Open isarandi opened 6 years ago

isarandi commented 6 years ago

A feature idea. Not sure if it fits within the scope of this library or should be rather handled by the user, but this comes up quite often when using augmentation: We want to warp the image but not so much that important bits (keypoints) fall out of frame.

One solution is to carefully craft the ranges of translation/scaling/rotation for the particular dataset and hope that most keypoints will remain within the image frame after augmentation.

Another approach, that I take now, is to sample new augmentations with aug.to_deterministic() in a loop until I get one where all keypoints remain within frame. This can of course slow things down significantly depending on the configuration. It may also happen that there doesn't even exist such a transform, so the number of trials should be limited.

This may be useful to have within imgaug, for example as a boolean argument to the augmenter functions that take keypoints as parameters (augment_keypoints, augment_batches). For example with a name like keep_keypoints_visible or force_keypoints_within_image_bounds or something better.

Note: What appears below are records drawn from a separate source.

PR #11501, opened 2025-12-26
Remove old unused `VERSION_DDNET_*` constants

Robyt3:
## Checklist


AssassinTee:
If they are ever needed back, we can still get them out of the git history. Currently this is only dead code (and we probably add more versions in the future)

PR #11502, opened 2025-12-26
Add integration test to check connecting to 0.7 server

Robyt3:
## Checklist


ChillerDragon:
Should probably also test agianst a non DDNet implementation. If there is a flaw introduced in client and server at the same time it will break Teeworlds 0.7 and old ddnet compat without the CI catching it.

heinrich5991:
Nice. :)

PR #11503, opened 2025-12-26
Feature: Send current map best time in snapshot

### LINKED ISSUE #8207: Server record (`NETMSGTYPE_SV_RECORD`) is not always stored in demos

AssassinTee:
This PR sends the current best server map time in the snapshot and deprecates the old netmessage. It also generalized the handling of the best time between components

closes #8207

## Future

I can see various cleanups, even in base.cpp

## Checklist


datasrc/network.py
```diff
@@ -390,6 +390,12 @@
 		NetIntAny("m_EntityClass"),
 	]),
 
+ 	# the current best time in the server
+	NetObjectEx("MapBestTime", "map-best-time@netobj.ddnet.org", [
+			NetIntRange("m_MapBestTimeSeconds", 'FinishTime::UNSET', 'max_int', default='FinishTime::UNSET'),
```
heinrich5991: I don't like that you need external data to understand the network.py file. Could we use `-1` instead? It relies on `FinishTime::UNSET` being negative anyway. :thinking:

datasrc/network.py
```diff
@@ -390,6 +390,12 @@
...
+			NetIntRange("m_MapBestTimeMillis", 0, 999, default=0),
```
heinrich5991:
```suggestion
			NetIntRange("m_MapBestTimeMillis", 0, 999),
```
Why a default?

datasrc/network.py
AssassinTee: we have already done this for the other netmessage as well 🥲

And UNSET is -2, because NOT_FINISHED is -1...

src/game/server/gamecontext.cpp
```diff
@@ -4760,6 +4760,9 @@ bool CGameContext::IsRunningKickOrSpecVote(int ClientId) const
 
 void CGameContext::SendRecord(int ClientId)
 {
+	if(!Server()->IsSixup(ClientId) && GetClientVersion(ClientId) >= VERSION_DDNET_MAP_BESTTIME)
```
Robyt3: I think this function can return immediately if `Server()->IsSixup(ClientId)` because 0.7 doesn't have an equivalent message to `CNetMsg_Sv_Record` and already includes the server record in the snapshot. There's a `!Server()->IsSixup(ClientId)` check below for the legacy message that can also be removed then.

@ChillerDragon Please comment if I'm missing something.

src/game/server/gamecontroller.h
```diff
@@ -151,6 +151,13 @@ class IGameController
 	 */
 	virtual int SnapPlayerScore(int SnappingClient, CPlayer *pPlayer) { return 0; }
 
+	/**
+	 * Snaps the current server record / best time of the current map
+	 *
+	 * @param SnappingClient Client ID of the player that will receive the snapshot.
+	 */
+	virtual void SnapMapBestTime(int SnappingClient) {}
```
Robyt3: I think this should use the same interface as introduced in #11476.

src/game/server/gamecontroller.h
```diff
@@ -151,6 +151,13 @@ class IGameController
 	 */
 	virtual int SnapPlayerScore(int SnappingClient, CPlayer *pPlayer) { return 0; }
 
+	/**
+	 * Snaps the current server record / best time of the current map
```
Robyt3: `.`

src/game/server/gamemodes/DDRace.cpp
```diff
@@ -151,6 +151,25 @@ int CGameControllerDDRace::SnapPlayerScore(int SnappingClient, CPlayer *pPlayer)
 	return -ScoreSeconds;
 }
 
+void CGameControllerDDRace::SnapMapBestTime(int SnappingClient)
+{
+	if(Server()->IsSixup(SnappingClient) || GameServer()->GetClientVersion(SnappingClient) < VERSION_DDNET_MAP_BESTTIME)
+		return;
```
Robyt3: This function should also be used for 0.7 to determine the value snapped in `protocol7::CNetObj_GameDataRace`.

Robyt3 (changes requested):

src/game/server/gamecontext.cpp
ChillerDragon: I don't have the energy right now to look into this particular code. Just keep in mind that 0.7 is not the same as teeworlds vanilla. 0.7 is just a protocol. And the official ddnet client and server can speak both 0.6 and 0.7. This is why there are also ddnet extensions over 0.7. That is why you get all the ddnet features when connecting with a ddnet client via 0.7 to a ddnet server. In general ddnet extensions are designed in a way that they are always sent to all clients. Even teeworlds vanilla 0.6 and 0.7 receives them. Unknown message ids get dropped by the client/server anyways keeps the ddnet code simple. So the ddnet client version check should be the same for 0.6 and 0.7 as long as there is no conflicting 0.7 implementation that has to be handled differently.

AssassinTee: Currently this function is only skipped, if it's the ddnet client and one with the new behavior. This means I didn't change any existing code/networking for other clients here

datasrc/network.py
heinrich5991: I guess you can skip this, don't want to block this.

src/game/server/gamecontext.cpp
AssassinTee: I don't know what action to take here

heinrich5991: You can skip this message on 0.7 since the 0.7 client will get the information from the other DDNet extension contained in the snapshot.

AssassinTee: So it should be `if(Server()->IsSixup(ClientId) || GetClientVersion(ClientId) >= VERSION_DDNET_MAP_BESTTIME)` ?
Wouldn't this break for 0.6 clients? How do I check for 0.7?

ChillerDragon: > How do I check for 0.7?

`Server()->IsSixup(ClientId)`

ChillerDragon: Are you already using a conflicting 0.7 protocol best time somewhere else? Or why don't you just do

```c++
if(GetClientVersion(ClientId) >= VERSION_DDNET_MAP_BESTTIME)
  return;
```

ChillerDragon: Ah I see 0.7 has its own best time. Do ddnet servers even send that?

https://chillerdragon.github.io/teeworlds-protocol/07/snap_items.html#obj_game_data_race

ChillerDragon: Oh yes that is sent already

https://github.com/ddnet/ddnet/blob/fab7fbe6c3f3db3e4c6aecd993b11a4507598cb6/src/game/server/gamecontroller.cpp#L651-L675

So you can just do 

```
if(Server()->IsSixup(ClientId))
  return;
```

ChillerDragon:
@AssassinTee isn't that now a lower precision than you actually want?

https://github.com/ddnet/ddnet/blob/fab7fbe6c3f3db3e4c6aecd993b11a4507598cb6/src/game/server/gamecontroller.cpp#L673

AssassinTee:
> @AssassinTee isn't that now a lower precision than you actually want?
> 
> https://github.com/ddnet/ddnet/blob/fab7fbe6c3f3db3e4c6aecd993b11a4507598cb6/src/game/server/gamecontroller.cpp#L673

? wdym

ChillerDragon:
That looks like centiseconds to me. And you were working on milliseconds right? Just wanted to mention the opportunity to also do it there. Not really related to this pr. I was just wondering if we should use the ddnet snap item over the teeworlds snap item if possible.

datasrc/network.py
```diff
@@ -390,6 +390,12 @@
 		NetIntAny("m_EntityClass"),
 	]),
 
+ 	# the current best time in the server
+	NetObjectEx("MapBestTime", "map-best-time@netobj.ddnet.org", [
+			NetIntRange("m_MapBestTimeSeconds", 'FinishTime::UNSET', 'max_int', default='FinishTime::UNSET'),
+			NetIntRange("m_MapBestTimeMillis", 0, 999),
+	]),
```
Robyt3, line 397: Maybe don't snap this object at all if the finish time is unset? As this entire object represents the finish time, we don't need it otherwise.

src/game/server/gamecontroller.cpp
```diff
@@ -669,12 +669,26 @@ void IGameController::Snap(int SnappingClient)
 		if(!pRaceData)
 			return;
 
-		pRaceData->m_BestTime = m_CurrentRecord.has_value() && !g_Config.m_SvHideScore ? round_to_int(m_CurrentRecord.value() * 1000) : -1;
+		CFinishTime MapTime = SnapMapBestTime(SnappingClient);
+		int BestTime = MapTime.m_Seconds > 0 ? MapTime.m_Seconds * 1000 + MapTime.m_Milliseconds : -1;
+
+		pRaceData->m_BestTime = BestTime;
 		pRaceData->m_Precision = 2;
```
Robyt3, line 676: Should we send `m_Precision = 3` to let 0.7 clients show the time in milliseconds? 0.7 supports this being set to 0-3.

https://github.com/teeworlds/teeworlds/blob/5d682733e482950f686663c129adc4b751c8d790/datasrc/network.py#L266-L269

https://github.com/teeworlds/teeworlds/blob/5d682733e482950f686663c129adc4b751c8d790/src/game/client/gameclient.cpp#L56-L90

AssassinTee: No, the best time is in centiseconds no matter what we do here. We don't have true milliseconds in **native ddnet**, we can send the milliseconds but they are always 0, i.e.12.980, the millisecond is always 0, the centisecond is always divisible by 2, because the game is 50 Hz and every time is a multiple of 0.02.

So why did I choose milliseconds in the netmessage? Future proofing and mods, because we have mods that do have true milliseconds and the protocol should be general enough and compatible to everything

ChillerDragon: ah oke

datasrc/network.py
AssassinTee: I can check for unset 👍

AssassinTee: Would you change the default and min value to FinishTime::NOT_FINISHED then? 🤔

Robyt3: I suppose change the min value, but remove the default because it should not be used.

src/game/client/gameclient.cpp
```diff
@@ -1987,6 +2004,12 @@ void CGameClient::OnNewSnapshot()
 					m_aSwitchStateTeam[g_Config.m_ClDummy] = -1;
 				GotSwitchStateTeam = true;
 			}
+			else if(Item.m_Type == NETOBJTYPE_MAPBESTTIME)
+			{
+				const CNetObj_MapBestTime *pMapBestTimeData = (const CNetObj_MapBestTime *)Item.m_pData;
```
Robyt3: Prefer to use the weakest cast possible, i.e. `static_cast` here. Generally avoid C style casts except for basic types.

src/game/server/gamecontext.cpp
```diff
@@ -4763,12 +4762,15 @@ bool CGameContext::IsRunningKickOrSpecVote(int ClientId) const
 
 void CGameContext::SendRecord(int ClientId)
 {
+	if(Server()->IsSixup(ClientId) || GetClientVersion(ClientId) >= VERSION_DDNET_MAP_BESTTIME)
+		return;
+
 	CNetMsg_Sv_Record Msg;
 	CNetMsg_Sv_RecordLegacy MsgLegacy;
 	MsgLegacy.m_PlayerTimeBest = Msg.m_PlayerTimeBest = round_to_int(Score()->PlayerData(ClientId)->m_BestTime.value_or(0.0f) * 100.0f);
 	MsgLegacy.m_ServerTimeBest = Msg.m_ServerTimeBest = m_pController->m_CurrentRecord.has_value() && !g_Config.m_SvHideScore ? round_to_int(m_pController->m_CurrentRecord.value() * 100.0f) : 0; //TODO: finish this
```
Robyt3: We can probably remove this TODO, this is basically legacy code now and has been superseded by a better alternative.

src/game/client/gameclient.cpp
```diff
@@ -1214,6 +1217,20 @@ void CGameClient::OnMessage(int MsgId, CUnpacker *pUnpacker, int Conn, bool Dumm
 		const CNetMsg_Sv_SaveCode *pMsg = (CNetMsg_Sv_SaveCode *)pRawMsg;
 		OnSaveCodeNetMessage(pMsg);
 	}
+	else if(MsgId == NETMSGTYPE_SV_RECORD || MsgId == NETMSGTYPE_SV_RECORDLEGACY)
+	{
+		CNetMsg_Sv_Record *pMsg = static_cast<CNetMsg_Sv_Record *>(pRawMsg);
```
Robyt3, line 1222: Not ideal that `CNetMsg_Sv_Record` is used for both instead of using `CNetMsg_Sv_RecordLegacy` for the legacy message, although both have the same structure anyway. Seems like this is also done in `CHud` though.

AssassinTee: Is there anything for me here to action upon?

Robyt3: I'm not sure if duplicating the entire branch actually improves the clarity, so I guess it's fine as is.

ChillerDragon:
Looks like this causes ddnet based pvp servers to break. The client change is a bit nasty because even without merging into a new ddnet version this breaks team scoring for example. Have a look at onbgy fng scoreboard before this pr

screenshot_2026-01-14_22-34-38

and here after

screenshot_2026-01-14_22-31-45

see the missing team scores?

The fix for me in ddnet-insta was literally one line https://github.com/ddnet-insta/ddnet-insta/commit/a8dd3a800dfb9d63be7b71c2a02f6091e6d94bf5 so I can not complain. But not all pvp modes are actively maintained. Users will complain about this regression on servers that do not instantly update. We also gave server owners no heads up that this is happening. @AssassinTee ideally a old server would not have to adapt to a new system before they even merged to the new ddnet version. I missed this in review my bad. Not sure if we need to do something about this.

src/game/server/gamecontroller.h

aleju commented 6 years ago

Setting reasonable ranges for the parameters and dropping bad augmentations is probably the best one can do with the library right now. Changing this to a parameter like keep_keypoints_visible would likely be very difficult to get into the library, because currently images and keypoints are augmented in completely separate steps and are only "synchronized" by the determinism, while such a parameter would require some kind of one-step handling. It would also break the current philosophy that parameters should only be sampled conditionally dependent on the random state and image shape.